Dataset excerpts:
PR #3728, opened 2024-05-14
Fix Oscar.build()

aaruni96:
Fixes Oscar.build() again, and adds generic CPU target as default.

[skip ci] as it doesn't change anything else which the tests might check for.

An important/questionable change I am making is to set peristent_tasks to false in Aqua.jl. When true, Oscar.build() fails for some reason I don't really understand. I am not sure what the consequences to not testing for that are.

@lgoettgens I think you added the Aqua tests. Do you know?

### DIFF
--- a/system/Build.jl
+++ b/system/Build.jl
@@ -27,11 +27,12 @@ Oscar.system("precompile.jl")
 
 sysimage=joinpath(tmp, "Oscar.$(Libdl.dlext)")
 if !("JULIA_CPU_TARGET" in keys(ENV)) || (ENV["JULIA_CPU_TARGET"] == "")
-  PackageCompiler.create_sysimage([:Oscar], sysimage_path=sysimage, precompile_execution_file=CO)
+  println("Building system image for generic target. Use JULIA_CPU_TARGET to change.")
+  target = "generic;sandybridge,-xsaveopt,clone_all;haswell,-rdrnd,base(1)"
 else
   target = ENV["JULIA_CPU_TARGET"]
-  PackageCompiler.create_sysimage([:Oscar], sysimage_path=sysimage, precompile_execution_file=CO; cpu_target=target)
 end
+PackageCompiler.create_sysimage([:Oscar], sysimage_path=sysimage, precompile_execution_file=CO; cpu_target=target)
 
 println("(re)start julia as")
 println("\tjulia -J $(sysimage)")
--- a/system/Build.jl
+++ b/system/Build.jl
@@ -28,7 +28,7 @@ Oscar.system("precompile.jl")
 sysimage=joinpath(tmp, "Oscar.$(Libdl.dlext)")
 if !("JULIA_CPU_TARGET" in keys(ENV)) || (ENV["JULIA_CPU_TARGET"] == "")
   println("Building system image for generic target. Use JULIA_CPU_TARGET to change.")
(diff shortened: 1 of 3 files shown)


thofma:
How long does that take to run typically? Maybe we can add a CI job to not break it again accidentally.

lgoettgens:
Can you put the error log when enabling the Aqua test again here? Then I can have a look tomorrow

lgoettgens:
> Can you put the error log when enabling the Aqua test again here? Then I can have a look tomorrow

Of course you would need to remove the restriction to the short tests for this again, as the Aqua tests are part of the long tests.

system/Build.jl
```diff
@@ -27,11 +27,12 @@ Oscar.system("precompile.jl")
 
 sysimage=joinpath(tmp, "Oscar.$(Libdl.dlext)")
 if !("JULIA_CPU_TARGET" in keys(ENV)) || (ENV["JULIA_CPU_TARGET"] == "")
-  PackageCompiler.create_sysimage([:Oscar], sysimage_path=sysimage, precompile_execution_file=CO)
+  println("Building system image for generic target. Use JULIA_CPU_TARGET to change.")
+  target = "generic;sandybridge,-xsaveopt,clone_all;haswell,-rdrnd,base(1)"
```
fingolfin: That will only work on x86, though, not on e.g. my MacBook. How about this instead:
```suggestion
  target = PackageCompiler.default_app_cpu_target()
```

test/Aqua.jl
```diff
@@ -6,6 +6,7 @@ using Aqua
     ambiguities=false,      # TODO: fix ambiguities
     unbound_args=false,     # TODO: fix unbound type parameters
     piracies=false,         # TODO: check the reported methods to be moved upstream
+    persistent_tasks=false  # TODO: FIXME | setting this to true breaks Oscar.build()
```
lgoettgens:
```suggestion
```
should not be an issue anymore due to `subset="short"`

lgoettgens:
As I understand the running of tests in the pkgimage process is to exercise "common usecases" and compile them into the pkgimage. Nothing of the Aqua tests exercises any code from Oscar, so I think these tests should never be called from the pkgimage creation process.

test/Aqua.jl
aaruni96: Do you still want the error message from when it fails, or do we ignore that since we don't run into it if we only run short tests ?

lgoettgens: I have seen it myself now. This could be due to https://github.com/JuliaTesting/Aqua.jl/issues/292. But as commented here https://github.com/oscar-system/Oscar.jl/pull/3728#issuecomment-2112279986, I don't think you should be running the Aqua tests at all

aaruni96:
> How long does that take to run typically?

With just the short tests, it takes ~40 minutes on my workstation (~30 minutes for the tests, ~10 minutes for the system image building).

As far as I know this cannot be sped up via parallelisation, because all the code needs to execute on the process which will also eventually create the system image.

thofma:
> > How long does that take to run typically?
> 
> With just the short tests, it takes ~40 minutes on my workstation (~30 minutes for the tests, ~10 minutes for the system image building).
> 
> As far as I know this cannot be sped up via parallelisation, because all the code needs to execute on the process which will also eventually create the system image.

Thanks for the numbers. I guess this makes a CI job an option for this, but this can be added later.

fingolfin (approved):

-- TASK REQUIREMENTS --
Look through the entries above and find each line where the word "TODO" occurs; copy those lines.

-- RESULT OF THIS EXERCISE --
     ambiguities=false,      # TODO: fix ambiguities
     unbound_args=false,     # TODO: fix unbound type parameters
     piracies=false,         # TODO: check the reported methods to be moved upstream
+    persistent_tasks=false  # TODO: FIXME | setting this to true breaks Oscar.build()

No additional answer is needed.